DATA LISTING below:

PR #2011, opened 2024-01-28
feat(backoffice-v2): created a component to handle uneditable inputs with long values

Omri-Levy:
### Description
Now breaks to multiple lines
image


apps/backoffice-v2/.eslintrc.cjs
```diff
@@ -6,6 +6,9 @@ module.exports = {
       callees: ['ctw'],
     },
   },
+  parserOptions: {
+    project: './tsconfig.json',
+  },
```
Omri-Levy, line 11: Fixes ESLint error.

End of DATA LISTING.
DATA LISTING below:

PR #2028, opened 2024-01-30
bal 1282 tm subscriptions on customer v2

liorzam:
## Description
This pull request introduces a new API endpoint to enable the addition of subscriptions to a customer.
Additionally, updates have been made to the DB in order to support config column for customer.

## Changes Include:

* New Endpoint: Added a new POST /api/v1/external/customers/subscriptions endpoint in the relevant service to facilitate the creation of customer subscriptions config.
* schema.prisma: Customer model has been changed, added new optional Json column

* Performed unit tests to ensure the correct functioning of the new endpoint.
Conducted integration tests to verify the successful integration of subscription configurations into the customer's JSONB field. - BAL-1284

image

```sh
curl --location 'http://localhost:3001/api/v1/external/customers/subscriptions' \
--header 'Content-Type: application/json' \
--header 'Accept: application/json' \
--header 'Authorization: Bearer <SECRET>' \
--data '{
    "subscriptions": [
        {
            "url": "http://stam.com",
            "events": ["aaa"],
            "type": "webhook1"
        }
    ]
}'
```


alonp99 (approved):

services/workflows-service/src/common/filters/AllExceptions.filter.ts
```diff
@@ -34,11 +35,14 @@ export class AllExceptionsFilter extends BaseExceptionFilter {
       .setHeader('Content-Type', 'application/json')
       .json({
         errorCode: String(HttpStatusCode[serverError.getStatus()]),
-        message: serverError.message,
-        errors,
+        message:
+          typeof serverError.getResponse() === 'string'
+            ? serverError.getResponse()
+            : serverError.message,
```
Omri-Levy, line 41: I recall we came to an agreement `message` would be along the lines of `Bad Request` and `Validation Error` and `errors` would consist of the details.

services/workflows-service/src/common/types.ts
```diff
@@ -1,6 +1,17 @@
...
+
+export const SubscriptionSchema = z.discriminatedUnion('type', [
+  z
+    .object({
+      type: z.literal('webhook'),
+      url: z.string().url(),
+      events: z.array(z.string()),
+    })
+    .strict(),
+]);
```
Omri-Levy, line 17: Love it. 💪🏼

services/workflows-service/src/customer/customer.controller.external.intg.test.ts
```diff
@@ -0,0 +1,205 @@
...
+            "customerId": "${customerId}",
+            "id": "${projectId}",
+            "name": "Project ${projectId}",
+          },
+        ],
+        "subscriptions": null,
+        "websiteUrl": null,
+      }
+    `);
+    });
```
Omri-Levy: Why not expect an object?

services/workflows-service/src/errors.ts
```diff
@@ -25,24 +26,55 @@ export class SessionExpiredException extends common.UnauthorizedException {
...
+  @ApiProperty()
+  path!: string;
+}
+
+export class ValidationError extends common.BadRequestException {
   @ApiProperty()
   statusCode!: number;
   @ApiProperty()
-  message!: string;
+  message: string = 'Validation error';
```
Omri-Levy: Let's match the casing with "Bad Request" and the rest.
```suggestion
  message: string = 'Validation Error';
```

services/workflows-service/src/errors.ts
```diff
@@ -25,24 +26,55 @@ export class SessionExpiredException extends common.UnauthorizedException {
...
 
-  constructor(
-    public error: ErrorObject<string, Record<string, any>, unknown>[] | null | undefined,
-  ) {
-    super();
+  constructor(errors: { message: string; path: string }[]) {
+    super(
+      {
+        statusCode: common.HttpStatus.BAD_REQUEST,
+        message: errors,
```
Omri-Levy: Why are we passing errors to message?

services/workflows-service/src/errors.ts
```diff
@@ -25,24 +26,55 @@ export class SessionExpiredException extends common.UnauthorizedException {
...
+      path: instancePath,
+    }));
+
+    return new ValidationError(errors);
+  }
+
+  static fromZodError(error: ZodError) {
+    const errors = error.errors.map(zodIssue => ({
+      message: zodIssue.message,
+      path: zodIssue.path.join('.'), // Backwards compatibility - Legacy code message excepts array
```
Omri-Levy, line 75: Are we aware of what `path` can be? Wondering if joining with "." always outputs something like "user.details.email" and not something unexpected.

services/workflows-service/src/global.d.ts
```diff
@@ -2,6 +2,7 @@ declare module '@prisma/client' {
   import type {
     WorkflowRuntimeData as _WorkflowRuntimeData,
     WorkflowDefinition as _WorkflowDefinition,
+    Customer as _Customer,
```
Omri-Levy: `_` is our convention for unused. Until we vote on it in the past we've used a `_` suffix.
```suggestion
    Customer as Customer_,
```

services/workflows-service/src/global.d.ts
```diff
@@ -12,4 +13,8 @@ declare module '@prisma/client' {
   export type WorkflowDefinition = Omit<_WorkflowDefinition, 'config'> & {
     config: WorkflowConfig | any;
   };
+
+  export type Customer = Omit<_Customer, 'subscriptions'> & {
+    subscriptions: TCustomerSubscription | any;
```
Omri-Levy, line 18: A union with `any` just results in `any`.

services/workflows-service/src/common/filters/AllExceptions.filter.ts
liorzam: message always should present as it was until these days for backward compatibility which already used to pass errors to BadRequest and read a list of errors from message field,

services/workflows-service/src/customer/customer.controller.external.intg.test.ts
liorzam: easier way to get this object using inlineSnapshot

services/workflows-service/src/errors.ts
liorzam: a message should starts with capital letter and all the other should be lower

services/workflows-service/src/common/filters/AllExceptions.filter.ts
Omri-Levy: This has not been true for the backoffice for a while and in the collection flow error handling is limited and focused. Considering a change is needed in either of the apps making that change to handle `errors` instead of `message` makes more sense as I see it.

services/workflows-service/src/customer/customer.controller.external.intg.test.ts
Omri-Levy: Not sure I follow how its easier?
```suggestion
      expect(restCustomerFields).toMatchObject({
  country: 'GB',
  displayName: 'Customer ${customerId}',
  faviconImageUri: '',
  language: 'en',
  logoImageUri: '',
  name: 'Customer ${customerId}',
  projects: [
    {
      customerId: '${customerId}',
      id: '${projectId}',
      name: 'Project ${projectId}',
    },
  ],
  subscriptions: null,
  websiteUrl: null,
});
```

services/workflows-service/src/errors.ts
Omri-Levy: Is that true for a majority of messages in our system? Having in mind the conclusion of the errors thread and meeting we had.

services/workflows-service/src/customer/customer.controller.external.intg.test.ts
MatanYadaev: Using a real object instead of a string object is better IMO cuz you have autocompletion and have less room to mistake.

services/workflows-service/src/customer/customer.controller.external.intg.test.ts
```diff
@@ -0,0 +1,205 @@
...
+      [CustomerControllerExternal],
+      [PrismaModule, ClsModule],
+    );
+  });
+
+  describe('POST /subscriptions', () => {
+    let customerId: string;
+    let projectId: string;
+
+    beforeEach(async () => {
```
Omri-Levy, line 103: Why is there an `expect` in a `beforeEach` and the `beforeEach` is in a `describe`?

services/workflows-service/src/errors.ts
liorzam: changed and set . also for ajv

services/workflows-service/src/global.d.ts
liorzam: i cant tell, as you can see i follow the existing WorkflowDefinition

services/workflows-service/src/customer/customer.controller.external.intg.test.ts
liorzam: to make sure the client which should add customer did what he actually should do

End of DATA LISTING.
DATA LISTING below:

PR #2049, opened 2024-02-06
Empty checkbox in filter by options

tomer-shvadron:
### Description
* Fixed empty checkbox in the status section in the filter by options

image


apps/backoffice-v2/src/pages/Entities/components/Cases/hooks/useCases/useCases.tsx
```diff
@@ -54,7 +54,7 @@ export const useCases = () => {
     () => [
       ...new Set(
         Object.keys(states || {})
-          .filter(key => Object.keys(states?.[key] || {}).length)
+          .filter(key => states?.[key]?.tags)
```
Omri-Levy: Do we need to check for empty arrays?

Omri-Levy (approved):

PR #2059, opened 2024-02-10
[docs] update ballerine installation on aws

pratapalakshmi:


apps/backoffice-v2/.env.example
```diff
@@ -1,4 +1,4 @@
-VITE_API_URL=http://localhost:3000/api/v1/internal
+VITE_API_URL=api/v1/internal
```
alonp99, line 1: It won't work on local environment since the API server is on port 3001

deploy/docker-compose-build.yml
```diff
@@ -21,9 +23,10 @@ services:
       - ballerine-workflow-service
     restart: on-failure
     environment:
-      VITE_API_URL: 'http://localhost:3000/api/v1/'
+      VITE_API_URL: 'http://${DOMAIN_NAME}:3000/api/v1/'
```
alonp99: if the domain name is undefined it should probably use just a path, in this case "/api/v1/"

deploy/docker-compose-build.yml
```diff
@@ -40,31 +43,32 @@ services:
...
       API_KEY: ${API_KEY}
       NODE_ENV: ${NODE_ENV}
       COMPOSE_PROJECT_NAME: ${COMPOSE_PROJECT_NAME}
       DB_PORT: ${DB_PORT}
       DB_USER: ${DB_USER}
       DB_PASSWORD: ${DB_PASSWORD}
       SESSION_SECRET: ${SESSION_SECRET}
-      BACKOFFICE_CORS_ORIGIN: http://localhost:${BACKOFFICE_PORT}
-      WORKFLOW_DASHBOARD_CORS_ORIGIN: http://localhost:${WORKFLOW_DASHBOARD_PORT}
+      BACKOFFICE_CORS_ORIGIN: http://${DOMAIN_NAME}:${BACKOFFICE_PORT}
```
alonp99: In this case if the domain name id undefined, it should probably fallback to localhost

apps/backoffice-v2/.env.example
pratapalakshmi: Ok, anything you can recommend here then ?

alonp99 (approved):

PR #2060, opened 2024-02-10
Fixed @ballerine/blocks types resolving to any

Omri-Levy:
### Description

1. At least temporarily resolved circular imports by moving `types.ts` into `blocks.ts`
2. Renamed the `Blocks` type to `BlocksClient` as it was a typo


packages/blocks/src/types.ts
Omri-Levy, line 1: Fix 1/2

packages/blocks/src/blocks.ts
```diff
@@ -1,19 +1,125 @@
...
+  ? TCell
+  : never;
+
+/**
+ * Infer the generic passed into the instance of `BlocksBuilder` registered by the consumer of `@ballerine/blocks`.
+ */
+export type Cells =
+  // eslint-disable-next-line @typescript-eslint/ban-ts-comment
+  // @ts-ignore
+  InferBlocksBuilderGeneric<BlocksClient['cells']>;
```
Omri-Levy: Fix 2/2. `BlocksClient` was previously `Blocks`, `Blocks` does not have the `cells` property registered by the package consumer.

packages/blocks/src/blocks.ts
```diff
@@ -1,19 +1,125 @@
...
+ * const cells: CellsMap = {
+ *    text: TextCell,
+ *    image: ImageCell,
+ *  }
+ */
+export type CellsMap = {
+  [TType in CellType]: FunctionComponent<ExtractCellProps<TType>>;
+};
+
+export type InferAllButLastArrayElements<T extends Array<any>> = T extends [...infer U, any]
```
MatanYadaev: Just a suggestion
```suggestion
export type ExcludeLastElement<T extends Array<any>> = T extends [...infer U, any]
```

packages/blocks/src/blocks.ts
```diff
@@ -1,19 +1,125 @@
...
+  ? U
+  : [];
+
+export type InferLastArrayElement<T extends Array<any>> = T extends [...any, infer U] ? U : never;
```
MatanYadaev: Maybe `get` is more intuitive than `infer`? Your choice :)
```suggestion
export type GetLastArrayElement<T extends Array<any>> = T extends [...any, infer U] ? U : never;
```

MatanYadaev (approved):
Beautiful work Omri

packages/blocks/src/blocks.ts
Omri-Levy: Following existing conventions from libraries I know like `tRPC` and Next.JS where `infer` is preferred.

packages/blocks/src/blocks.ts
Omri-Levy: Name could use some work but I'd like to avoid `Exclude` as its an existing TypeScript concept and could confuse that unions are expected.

End of DATA LISTING.

WHAT TO WORK ON
Write out every line of the preceding listing that contains "path".

SOLVED EXERCISE
+  path!: string;
+  constructor(errors: { message: string; path: string }[]) {
+      path: instancePath,
+      path: zodIssue.path.join('.'), // Backwards compatibility - Legacy code message excepts array
Omri-Levy, line 75: Are we aware of what `path` can be? Wondering if joining with "." always outputs something like "user.details.email" and not something unexpected.
alonp99: if the domain name is undefined it should probably use just a path, in this case "/api/v1/"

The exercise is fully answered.